EXERCISE REQUIREMENTS
Lines below that hold the word "creating" must be copied in full.

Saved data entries
PR #247, opened 2023-12-15
Field sum

manuel5975p:
- Implement sum,prod,min,max for VFields with MPI
- unittests pass
- Cache MPI Datatypes and Ops in global maps
Currently, every Op & Type combo gets its own MPI_Op, not sure if that's optimal

### DIFF
--- a/src/Field/BareField.hpp
+++ b/src/Field/BareField.hpp
@@ -17,12 +17,46 @@
 namespace Kokkos {
     template <typename T, unsigned Dim>
     struct reduction_identity<ippl::Vector<T, Dim>> {
-        KOKKOS_FORCEINLINE_FUNCTION static ippl::Vector<T, Dim> sum() { return ippl::Vector<T, Dim>(0); }
-        KOKKOS_FORCEINLINE_FUNCTION static ippl::Vector<T, Dim> prod() { return ippl::Vector<T, Dim>(1); }
-        KOKKOS_FORCEINLINE_FUNCTION static ippl::Vector<T, Dim> min() { return ippl::Vector<T, Dim>( std::numeric_limits<T>::max()); }
-        KOKKOS_FORCEINLINE_FUNCTION static ippl::Vector<T, Dim> max() { return ippl::Vector<T, Dim>(-std::numeric_limits<T>::max()); }
+        KOKKOS_FORCEINLINE_FUNCTION static ippl::Vector<T, Dim> sum() {
+            return ippl::Vector<T, Dim>(0);
+        }
+        KOKKOS_FORCEINLINE_FUNCTION static ippl::Vector<T, Dim> prod() {
+            return ippl::Vector<T, Dim>(1);
+        }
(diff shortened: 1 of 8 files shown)


src/Field/BareField.hpp
```diff
@@ -149,8 +159,8 @@ namespace ippl {
     }
 
     DefineReduction(Sum, sum, valL += myVal, std::plus)
-    DefineReduction(Max, max, if (myVal > valL) valL = myVal, std::greater)
-    DefineReduction(Min, min, if (myVal < valL) valL = myVal, std::less)
+    DefineReduction(Max, max, using Kokkos::max;valL = max(valL, myVal), std::greater)
+    DefineReduction(Min, min, using Kokkos::min;valL = min(valL, myVal), std::less)
```
Arc676, line 163: Considering that this is a single-line function body, the `using` alias provides no benefit. It's actually longer than if you just put `Kokkos::max`, which I would recommend.

src/Types/Vector.h
```diff
@@ -45,7 +45,7 @@ namespace ippl {
         
         Vector(const std::array<T, Dim>& a);
 
-	Vector(const std::array<std::vector<T>, Dim>& a);
+	    Vector(const std::array<std::vector<T>, Dim>& a);
```
Arc676, line 48: What happened here? Recommend rerunning `clang-format`.

Arc676 (changes requested):
`get_mpi_op<Op>(op)` is redundant because the compiler can deduce `Op` from `op`. This also has the side effect of forcing an unused parameter in `Operations.h` even though the function only needs the data type.

Otherwise I defer to whatever was chosen in internal discussions, since I haven't been following this development. I would recommend a review by @matt-frey, who has more experience with MPI.

src/Field/BareField.hpp
manuel5975p: problem with using Kokkos::max directly is that inhibits ADL for types that don't have a max overload in the Kokkos namespace (e.g. quads, bigfloats etc. in their own namespace)

src/Types/Vector.h
manuel5975p: ah I see now. `clang-format` actually did that for me; however there's a tab in this line (not from me). I'll fix it with spaces.

manuel5975p:
> get_mpi_op<Op>(op) is redundant because the compiler can deduce Op from op
I agree, I just left it as-is

src/Field/BareField.hpp
manuel5975p: > Considering that this is a single-line function body, the using alias provides no benefit

that's wrong, the benefit isn't brevity but possibility of ADL for overloads

manuel5975p: Scratch that, it is important: the reason is that for vector types, the max overload isn't in the Kokkos namespace but in ippl. Using Kokkos would break it for ippl::Vector<T, D>

aaadelmann:
Sri and Matthias need to be added to the reviewers list

aaadelmann (approved):

Arc676 (approved):

PR #252, opened 2024-01-11
Add a Null Solver that has no action

s-mayani:
A NullSolver class inheriting from the Poisson base class is added. The NullSolver class is convenient because it allows to maintain the structure/software design of the program, requiring the user to only change the solver type to NullSolver when no solve action is wanted instead of having to code if statements. This functionality in needed in some programs such as OPAL when we seek to not have any solve action in a simulation.


aaadelmann (approved):

src/PoissonSolvers/NullSolver.h
```diff
@@ -0,0 +1,58 @@
...
+#define IPPL_NULL_SOLVER_H
+
+#include <Kokkos_MathematicalConstants.hpp>
+
+#include "Types/ViewTypes.h"
+
+#include "FFT/FFT.h"
+#include "FieldLayout/FieldLayout.h"
+#include "Index/NDIndex.h"
+#include "Poisson.h"
```
matt-frey, line 18: Some of these headers are not needed.

test/solver/TestNullSolver.cpp
```diff
@@ -0,0 +1,140 @@
...
+KOKKOS_INLINE_FUNCTION double gaussian(double x, double y, double z, double sigma = 0.05,
+                                       double mu = 0.5) {
+    double pi        = Kokkos::numbers::pi_v<double>;
+    double prefactor = (1 / Kokkos::sqrt(2 * 2 * 2 * pi * pi * pi)) * (1 / (sigma * sigma * sigma));
+    double r2        = (x - mu) * (x - mu) + (y - mu) * (y - mu) + (z - mu) * (z - mu);
+
+    return prefactor * exp(-r2 / (2 * sigma * sigma));
+}
+
+int main(int argc, char* argv[]) {
```
matt-frey, line 37: I do not really see the purpose of this test. It does not check anything.

matt-frey (changes requested):

src/PoissonSolvers/NullSolver.h
s-mayani: Removed.

test/solver/TestNullSolver.cpp
s-mayani: I agree, it is a bit useless. I didn't know what other sort of test one could do apart from checking that a 0 output is giving correctly even if the input is non-zero. Do you have any suggestions? 
Or I we remove this test?

matt-frey: I would remove this test or make it much simpler. It seems a bit much for testing nothing really. But then you can also just make a unit test.

s-mayani: There are no unit tests for solvers. Should I create a directory for solver unit tests just for this?

matt-frey: Ok. I thought we have unit tests for solvers [which would make sense]. Maybe remove this test for the moment and we add solver unit tests in a separate PR.

s-mayani: Done.

src/PoissonSolvers/NullSolver.h
```diff
@@ -0,0 +1,51 @@
...
+#ifndef IPPL_NULL_SOLVER_H
+#define IPPL_NULL_SOLVER_H
+
+#include "Poisson.h"
+
+namespace ippl {
+
+    template <typename FieldLHS, typename FieldRHS>
+    class NullSolver : public Poisson<FieldLHS, FieldRHS> {
+        constexpr static unsigned Dim = FieldLHS::dim;
```
matt-frey, line 17: This seems unused.

s-mayani: Fixed.

matt-frey (approved):
Thanks!

PR #253, opened 2024-01-12
Fix compilation issues + add FFT warmup function

s-mayani:
This PR addresses the following:

- Compilation issues in test/FFT/TestCos1.cpp and in FFTOpenPoissonSolver.hpp after previous merge, due to some conflicts with changes in Communicate.
- Add a warmup() function in the FFT class which performs a dummy FORWARD and BACKWARD transform. Calling this will always ensure that the warmup step is done for both directions, which when not done causes performance issues.
- Add a comment explaining the windowing of the Green's function in the Vico-Greengard solver.
- Remove all MPI Barriers from FFTOpenPoissonSolver.hpp, which were unnecessary and causing slowdown.

### DIFF
--- a/src/FFT/FFT.h
+++ b/src/FFT/FFT.h
@@ -177,6 +177,12 @@ namespace ippl {
         using typename Base::heffteBackend, typename Base::workspace_t, typename Base::Layout_t;
 
         /*!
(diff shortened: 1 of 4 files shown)


matt-frey (approved):
Looks good to me! Thanks!

srikrrish (approved):

PR #586, opened 2022-02-08
Make necessary changes for compatibility with cPaaS

Molter73:
## Description

This PR refactors some actions previously executed by the drivers compilation script into a separate wrapper script. This is done in order to allow builds done in the RH infrastructure to use a separate script for setting up the environment, while still maintaining most of the build logic in a common script executed by both infrastructures.

## Checklist

**Automated testing**
  - [ ] Added unit tests
  - [ ] Added integration tests
  - [ ] Added regression tests

## Testing Performed

Building of drivers should keep working after the changes, so running CI with `build-legacy-probes`, `no-cache` and `dockerized-no-cache` should be enough.

### DIFF
--- a/kernel-modules/build/build-wrapper.sh
+++ b/kernel-modules/build/build-wrapper.sh
@@ -1,5 +1,7 @@
 #!/usr/bin/env bash
 
+set -exuo pipefail
+
 # This script handles decompressing the bundles tarballs and setting environment
 # variables needed by the kernel driver compilation script.
 
--- a/kernel-modules/build/build-wrapper.sh
+++ b/kernel-modules/build/build-wrapper.sh
@@ -1,0 +1,96 @@
+#!/usr/bin/env bash
+
+# This script handles decompressing the bundles tarballs and setting environment
+# variables needed by the kernel driver compilation script.
+
+KERNEL_SRC_DIR=""
+
+extract_bundle() {
+    local kernel_version="$1"
+
+    KERNEL_SRC_DIR="/scratch/kernel-src/${kernel_version}"
+
+    if [[ ! -d "$KERNEL_SRC_DIR" ]]; then
+        rm -rf /scratch/kernel-src/* 2> /dev/null || true
+        mkdir -p "$KERNEL_SRC_DIR"
+        tar -C "$KERNEL_SRC_DIR" -xzf "/bundles/bundle-${kernel_version}.tgz"
+    fi
+
+    [[ -f "${KERNEL_SRC_DIR}/BUNDLE_BUILD_DIR" ]] || {
+        echo "No BUNDLE_BUILD_DIR entry found in kernel source bundle!"
+        return 1
+    }
+
+    [[ -f "${KERNEL_SRC_DIR}/BUNDLE_UNAME" ]] || {
+        echo "No BUNDLE_UNAME entry found in kernel source bundle!"
+        return 1
+    }
+}
+
+export_env_variables() {
+    export bundle_uname
+    export bundle_version
+    export bundle_major
+    export bundle_distro
+    export kernel_build_dir
+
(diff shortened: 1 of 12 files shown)


kernel-modules/build/build-wrapper.sh
```diff
@@ -0,0 +1,105 @@
...
+    export bundle_version
+    export bundle_major
+    export bundle_distro
+    export kernel_build_dir
+
+    bundle_uname="$(cat "${KERNEL_SRC_DIR}/BUNDLE_UNAME")"
+    bundle_version="$(cat "${KERNEL_SRC_DIR}/BUNDLE_VERSION")"
+    bundle_major="$(cat "${KERNEL_SRC_DIR}/BUNDLE_MAJOR")"
+    bundle_distro="$(cat "${KERNEL_SRC_DIR}/BUNDLE_DISTRO")"
+    kernel_build_dir="${KERNEL_SRC_DIR}/$(cat "${KERNEL_SRC_DIR}/BUNDLE_BUILD_DIR")"
```
Stringy, line 46: I'm not familiar with this kind of bash. Does this basically mean that these variables are exported with the values set in this function? Apologies if silly question 😅

kernel-modules/build/build-wrapper.sh
```diff
@@ -0,0 +1,105 @@
...
+        if ! extract_bundle "${kernel_version}"; then
+            echo >&2 "Failed to extract kernel bundle for version '${kernel_version}'"
+            exit 1
+        fi
+
+        export_env_variables
+
+        failure_output_file="${FAILURE_DIR}/${kernel_version}/${module_version}/${probe_type}.log"
+        mkdir -p "$(dirname "$failure_output_file")"
+        if ! build-kos "$kernel_version" "$module_version" "${probe_type}" 2> >(tee "$failure_output_file" >&2); then
```
Stringy, line 74: where is the `build-kos` function? are we missing a `source` somewhere?

kernel-modules/build/build-wrapper.sh
Molter73: It does, yes. After they are defined here they will be picked up by any spawned subshells

kernel-modules/build/build-wrapper.sh
Molter73: This one is a little tricky and might need a little refactoring. There is a `kernel-modules/build/build-kos` script, [when the builders are created it gets copied into `/usr/bin`](https://github.com/stackrox/collector/blob/92bd6681510393e27e69778fe7dd9cf2e99637ac/kernel-modules/build/Dockerfile#L40) so I can consistently call it without worrying on what the path to it actually is.

Molter73:
@JoukoVirtanen I'll create the test branch now so we can compare errors, but since they are all in the `dockerized` build I wouldn't put too much weight on it, WDYT?

Molter73:
Looks like a bunch of bpf probes that used to work are now not being added to the final images, (the same errors are found when running on master but are somehow ignored), I'm looking into it.

Molter73:
For whatever reason, running `build-kos` as a separate script was causing the `make` command on it to exit prematurely, which was not the case when it was being called as a function. I have changed the script so that now, the wrapper scripts sources it and uses the `build_ko` function directly, this seems to fix the problem. I'm currently re-running CPaaS with these changes to verify everything works as expected.

Molter73:
The build on CPaaS worked properly, so we should be good to go.

JoukoVirtanen (approved):
LGTM!

Molter73:
I'm merging the PR, regarding the failures:
- Flatcar ITs were broken up to yesterday, fixed by #657.
- Dockerized kernel modules have been broken for some time now and have been removed as part of the checks by #637.
- The COS failure is due to a connectivity issue while running the tests, looks like a flake.

PR #602, opened 2022-02-22
Jv/rox 9457 enable core dumps

JoukoVirtanen:
## Description

If core dumps are enabled we should see them when Collector crashes. Core dumps should be enabled for integration tests and it should be possible to turn them on optionally.

## Checklist
- [x] See core dump when there is a purposeful SIGABRT locally
- [x] See core dump when there is a purposeful SIGABRT in CircleCI
- [x] Don't see core dump when core dumps are disabled locally

**Automated testing**
No added testing

## Testing Performed

See checklist

### DIFF
--- a/.circleci/config.yml
+++ b/.circleci/config.yml
@@ -865,6 +865,8 @@ jobs:
         name: "Running integration tests"
         no_output_timeout: 45m
         command: |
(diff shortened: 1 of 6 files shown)


Stringy (approved):
LGTM!

PR #617, opened 2022-03-17
ROX-9462 Collect baselines

erthalion:
Introduce a script to manage performance baselines numbers. The baseline
is essentially a json file, containing previous benchmark results. Its
size is limited, the exact threshold has to be figured out depending on
the actual variance of data.

The script supposed to collect baseline, and provide way to compare
current benchmark data with it. Due to unavoidable noise try to be fancy
and employ t-test for mean values to figure out if the difference we've
got is significant, or just a noise.

This change also introduces a slight change in `all-perf.json` format,
before it was a list of json documents concatenated together, like:

    {"aaa": 1, "bbb": 2, ...} {"aaa": 3, "bbb": 4, ...}

This was fine for jq, but it's not a valid json. Not it will be:

    [{"aaa": 1, "bbb": 2, ...}, {"aaa": 3, "bbb": 4, ...}]

jq apparently didn't notice a thing.

## Checklist

**Automated testing**
  - [ ] Added unit tests
  - [ ] Added integration tests
  - [ ] Added regression tests

## Testing Performed

Only local testing.

### DIFF
--- a/.circleci/test-scripts/baseline/compare-and-update-baseline.sh
+++ b/.circleci/test-scripts/baseline/compare-and-update-baseline.sh
@@ -10,11 +10,7 @@ export BASELINE="${CI_ROOT}/test-scripts/baseline/"
     | sort \
     | awk -f "${BASELINE}"/format.awk > "${WORKSPACE_ROOT}"/benchmark.md
 
-"${BASELINE}"/main.py --update "${WORKSPACE_ROOT}"/all-perf.json
-
-# The baseline has to be updated only in the main branch, uncomment that before
-# merging.
-#
-#if [[ "$CIRCLE_BRANCH" == "master" || -n "$CIRCLE_TAG" ]]; then
-    #${BASELINE}/main.py --update ${WORKSPACE_ROOT}/all-perf.json
-#fi
+# The baseline has to be updated only in the main branch.
+if [[ "$CIRCLE_BRANCH" == "master" || -n "$CIRCLE_TAG" ]]; then
+    "${BASELINE}"/main.py --update "${WORKSPACE_ROOT}"/all-perf.json
+fi


.circleci/test-scripts/baseline/main.py
```diff
@@ -0,0 +1,289 @@
...
+
+    processed = [
+        {
+            "kernel": record.get("VmConfig"),
+            "collection_method": record.get("CollectionMethod"),
+            "timestamp": record.get("Timestamp"),
+            record["TestName"]: record.get("Metrics").get("hackbench_avg_time")
+        }
+        for record in data
+    ]
```
Molter73, line 182: Couldn't these two list comprehensions be combined if we moved the if condition of the first one to the last one?

integration-tests/integration_test.go
```diff
@@ -430,7 +432,7 @@ func (s *RepeatedNetworkFlowTestSuite) SetupSuite() {
 	s.clientIP, err = s.getIPAddress("nginx-curl")
 	s.Require().NoError(err)
 
-	totalTime := (s.sleepBetweenCurlTime * s.numIter + s.sleepBetweenIterations) * s.numMetaIter + s.afterglowPeriod + 10
+	totalTime := (s.sleepBetweenCurlTime*s.numIter+s.sleepBetweenIterations)*s.numMetaIter + s.afterglowPeriod + 10
```
Molter73, line 435: [nit] What happened to the spacing here? Seems like some auto-formatting might be playing some nasty tricks

Molter73 (approved):
Just some minor comments that wouldn't be blocker IMO. LGTM!

integration-tests/integration_test.go
erthalion: Looks like an interesting [quirk](https://github.com/golang/go/issues/1206) of gofmt. When I run `gofmt` directly over this file it doesn't report any difference, and it seems like it does remove spaces sometimes "to express binding strength".

.circleci/config.yml
```diff
@@ -1073,14 +1073,15 @@ jobs:
...
-          cat ~/workspace/benchmark.csv | sort | awk -v FS="," 'BEGIN{print "|Kernel|Method|Without Collector Time (secs)|With Collector Time (secs)|";print "|---|---|---|---|"}{printf "|%s|%s|%s|%s|%s",$1,$2,$3,$4,ORS}' > ~/workspace/benchmark.md
+          pip install --upgrade scipy google-cloud-storage
+
+          jq -s 'flatten' ${WORKSPACE_ROOT}/*perf.json > ${WORKSPACE_ROOT}/all-perf.json
+
+          export BASELINE="${CI_ROOT}/test-scripts/baseline/"
+          ${BASELINE}/main.py --test ${WORKSPACE_ROOT}/all-perf.json \
+            | sort \
+            | awk -f ${BASELINE}/format.awk > ${WORKSPACE_ROOT}/benchmark.md
+          ${BASELINE}/main.py --update ${WORKSPACE_ROOT}/all-perf.json
```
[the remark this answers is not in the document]
erthalion: It's not really a full re-write, there are going to be some follow up steps for sure. But I don't have anything against moving it into a script :)

erthalion:
There is only one thing that bothers me at the moment -- since the baseline file is simply an array of benchmark results, there is no explicit connections between `baseline_benchmark` and corresponding `collector_benchmark`. It works now via sorting results  by timestamps and correlating things in this way, which is a fragile approach. I believe this could be improved as a follow-up, when we get more data to see if it's a problem or not.

.circleci/test-scripts/baseline/compare-and-update-baseline.sh
```diff
@@ -0,0 +1,20 @@
+#!/usr/bin/env bash
+set -eo pipefail
```
Molter73, line 2: Might be worth it to add `-u` in order for the script to fail explicitly if some env variable isn't defined.
```suggestion
set -euo pipefail
```

.circleci/test-scripts/baseline/compare-and-update-baseline.sh
```diff
@@ -0,0 +1,20 @@
...
+    | awk -f "${BASELINE}"/format.awk > "${WORKSPACE_ROOT}"/benchmark.md
+
+"${BASELINE}"/main.py --update "${WORKSPACE_ROOT}"/all-perf.json
+
+# The baseline has to be updated only in the main branch, uncomment that before
+# merging.
+#
+#if [[ "$CIRCLE_BRANCH" == "master" || -n "$CIRCLE_TAG" ]]; then
+    #${BASELINE}/main.py --update ${WORKSPACE_ROOT}/all-perf.json
+#fi
```
Molter73, line 20: Why was this left as a comment? Is it replacing line 13 before merging the PR?

Molter73 (approved):
Re-approving after the latest changes. Added 2 comments but they are super-nit things that shouldn't prevent this from being merged.

.circleci/test-scripts/baseline/compare-and-update-baseline.sh
erthalion: Yep, that's the goal.

Stringy (approved):
re-approving, looks good!

PR #601, opened 2022-02-22
ROX-9409: sets DRIVER_NAME in collector CMakeLists

Stringy:
## Description

A detailed explanation of the changes in your PR.

Feel free to remove this section if it is overkill for your PR, and the title of your PR is sufficiently descriptive.

## Checklist
- [ ] Investigated and inspected CI test results
- [ ] Updated documentation accordingly

**Automated testing**
  - [ ] Added unit tests
  - [ ] Added integration tests
  - [ ] Added regression tests

If any of these don't apply, please comment below.

## Testing Performed

TODO(replace-me)
Use this space to explain how you tested your PR, or, if you didn't test it, why you did not do so. (Valid reasons include "CI is sufficient" or "No testable changes")
In addition to reviewing your code, reviewers **must** also review your testing instructions, and make sure they are sufficient.

For more details, ref the [Confluence page](https://stack-rox.atlassian.net/wiki/spaces/StackRox/pages/855998488/Proposal+Explicitly+List+Testing+Steps+on+PRs) about this section.

PR #625, opened 2022-03-24
Configure ring buffer depth at build time

Molter73:
## Description

This PR leverages stackrox/falcosecurity-libs#11, which makes it possible for us to configure the desired ring buffer depth when compiling the collector userspace component and drivers. Right now the depth is set in 2 separate places, we might want to refactor our build system to make it possible to configure both the userspace and driver builds from the same point in the repo.

Merge order for the PR:
- [x] Merge #601 into master.
- [ ] Merge stackrox/falcosecurity-libs#11 into master
- [ ] Change this PR to point to the new commit in the master branch of stackrox/falcosecurity-libs and merge into master.

## Checklist

**Automated testing**
  - [ ] Added unit tests
  - [ ] Added integration tests
  - [ ] Added regression tests

## Testing Performed

- [ ] Double check the configured ring buffer depth is the same when building userspace and drivers.
- [ ] Rebuilding all drivers works.
- [ ] Drivers themselves work.


Molter73:
This PR is outdated, #1343 will already enable this.

PR #644, opened 2022-04-01
Push images to the public registry

gavin-stackrox:
## Description

Now that StackRox is open source 🎉 , there are a number of other repos and processes that depend on images being found under `quay.io/stackrox-io`. This PR pushes collector images there also. At some future point, it should be possible to remove the private docker.io/stackrox and quay.io/rhacs-eng registries but that would probably break other workflows and processes, so for now the change is yet another repo. (Which entails a somewhat kludgey 2nd login to quay.io in 100-push-images.sh).

## Checklist
- [x] Investigated and inspected CI test results

## Testing Performed

CI is sufficient + validate that images appear at quay.io/stackrox-io.

PR #645, opened 2022-04-04
Push builder image to quay

erthalion:
## Description

For building open sourced StackRox, builder image has to be pushed to
the public quay as well. Do this similarly to #644.

## Checklist

## Testing Performed

CI results are sufficient.

### DIFF
--- a/.circleci/builder/save-collector-builder-image.sh
+++ b/.circleci/builder/save-collector-builder-image.sh
@@ -38,6 +38,6 @@ for repo in "${image_repos[@]}"; do
         docker tag "stackrox/collector-builder:${COLLECTOR_BUILDER_TAG}" "${repo}:cache"
 
         docker image inspect "${repo}:cache" > /dev/null
-        "${WORKSPACE_ROOT}/go/src/github.com/stackrox/collector/scripts/push-as-manifest-list.sh" "${repo}:cache"
+        "${SOURCE_ROOT}/scripts/push-as-manifest-list.sh" "${repo}:cache"
     fi
 done
--- a/.circleci/builder/save-collector-builder-image.sh
+++ b/.circleci/builder/save-collector-builder-image.sh
@@ -3,11 +3,34 @@ set -eo pipefail
 
 BRANCH=$1
 
-if [[ "${COLLECTOR_BUILDER_TAG}" != "cache" ]]; then
-    # Push cache only if creating a new builder
-    docker push "stackrox/collector-builder:${COLLECTOR_BUILDER_TAG}"
-fi
-if [[ "$BRANCH" == "master" ]]; then
-    docker tag "stackrox/collector-builder:${COLLECTOR_BUILDER_TAG}" stackrox/collector-builder:cache
-    docker push stackrox/collector-builder:cache
-fi
+image_repos=(
+    "${DOCKER_REPO}/collector-builder"
+    "${QUAY_REPO}/collector-builder"
+    "${PUBLIC_REPO}/collector-builder"
+)
+
+for repo in "${image_repos[@]}"; do
+    if [[ "$repo" == "${PUBLIC_REPO}/collector-builder" ]]; then
+        # Relogin on quay is needed
+        docker login -u "$QUAY_STACKROX_IO_RW_USERNAME" -p "$QUAY_STACKROX_IO_RW_PASSWORD" quay.io
+    fi
+
+    if [[ "${COLLECTOR_BUILDER_TAG}" != "cache" ]]; then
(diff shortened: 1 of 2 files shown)


.circleci/builder/save-collector-builder-image.sh
```diff
@@ -3,11 +3,34 @@ set -eo pipefail
...
+
+        image="${repo}:${COLLECTOR_BUILDER_TAG}"
+        echo "Pushing image ${image}"
+        docker image inspect "${image}" > /dev/null
+        "${WORKSPACE_ROOT}/go/src/github.com/stackrox/collector/scripts/push-as-manifest-list.sh" "${image}"
+
+    fi
+
+    if [[ "$BRANCH" == "master" ]]; then
+        image="${repo}:${COLLECTOR_BUILDER_TAG}"
```
Molter73, line 30: [ultra-nit] This same assignment is done in line 22, maybe set `image` once outside of the `if` conditions and use it directly?

Molter73 (commented):
Thanks for this change @erthalion, aside from the few comments I left I would suggest re-running CI using the `build-builder-image` label in the PR to ensure the image is properly created and pushed.

.circleci/builder/save-collector-builder-image.sh
```diff
@@ -3,11 +3,41 @@ set -eo pipefail
...
+    if [[ "${COLLECTOR_BUILDER_TAG}" != "cache" ]]; then
+        # Push cache only if creating a new builder
+        echo "Pushing image ${image}"
+
+        # Only Docker image is build at this point, retag it for others.
+        # Tagging Docker image doesn't make any changes.
+        docker tag "stackrox/collector-builder:${COLLECTOR_BUILDER_TAG}" "${image}"
+
+        docker image inspect "${image}" > /dev/null
+        "${WORKSPACE_ROOT}/go/src/github.com/stackrox/collector/scripts/push-as-manifest-list.sh" "${image}"
```
Molter73, line 29: I think we can simplify this a bit.
```suggestion
        "${SOURCE_ROOT}/scripts/push-as-manifest-list.sh" "${image}"
```

.circleci/builder/save-collector-builder-image.sh
```diff
@@ -3,11 +3,41 @@ set -eo pipefail
...
+
+    if [[ "$BRANCH" == "master" ]]; then
+        echo "Pushing image ${repo}:cache"
+
+        # Only Docker image is build at this point, retag it for others.
+        # Tagging Docker image doesn't make any changes.
+        docker tag "stackrox/collector-builder:${COLLECTOR_BUILDER_TAG}" "${repo}:cache"
+
+        docker image inspect "${repo}:cache" > /dev/null
+        "${WORKSPACE_ROOT}/go/src/github.com/stackrox/collector/scripts/push-as-manifest-list.sh" "${repo}:cache"
```
Molter73, line 41: Same as previous comment.
```suggestion
        "${SOURCE_ROOT}/scripts/push-as-manifest-list.sh" "${repo}:cache"
```

Molter73 (approved):
Just a couple minor nitpicks, I also see the builder is being properly pushed to `quay.io/stackrox-io`, so everything is looking good IMO.

.circleci/builder/save-collector-builder-image.sh
```diff
@@ -3,11 +3,34 @@ set -eo pipefail
...
+image_repos=(
+    "${DOCKER_REPO}/collector-builder"
+    "${QUAY_REPO}/collector-builder"
+    "${PUBLIC_REPO}/collector-builder"
+)
+
+for repo in "${image_repos[@]}"; do
+    if [[ "$repo" == "${PUBLIC_REPO}/collector-builder" ]]; then
+        # Relogin on quay is needed
+        docker login -u "$QUAY_STACKROX_IO_RW_USERNAME" -p "$QUAY_STACKROX_IO_RW_PASSWORD" quay.io
```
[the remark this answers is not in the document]
Stringy: Could we have a comment here about this, because it's not that obvious at a glance as to why the relogin is needed.

.circleci/builder/save-collector-builder-image.sh
Stringy, line 41: I think we have `${SOURCE_ROOT}` for slight simplification of this path

```suggestion
        "${SOURCE_ROOT}/scripts/push-as-manifest-list.sh" "${repo}:cache"
```

Stringy (approved):
Just a couple of minor comments, but otherwise looks good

WORKED SOLUTION
-    # Push cache only if creating a new builder
+        # Push cache only if creating a new builder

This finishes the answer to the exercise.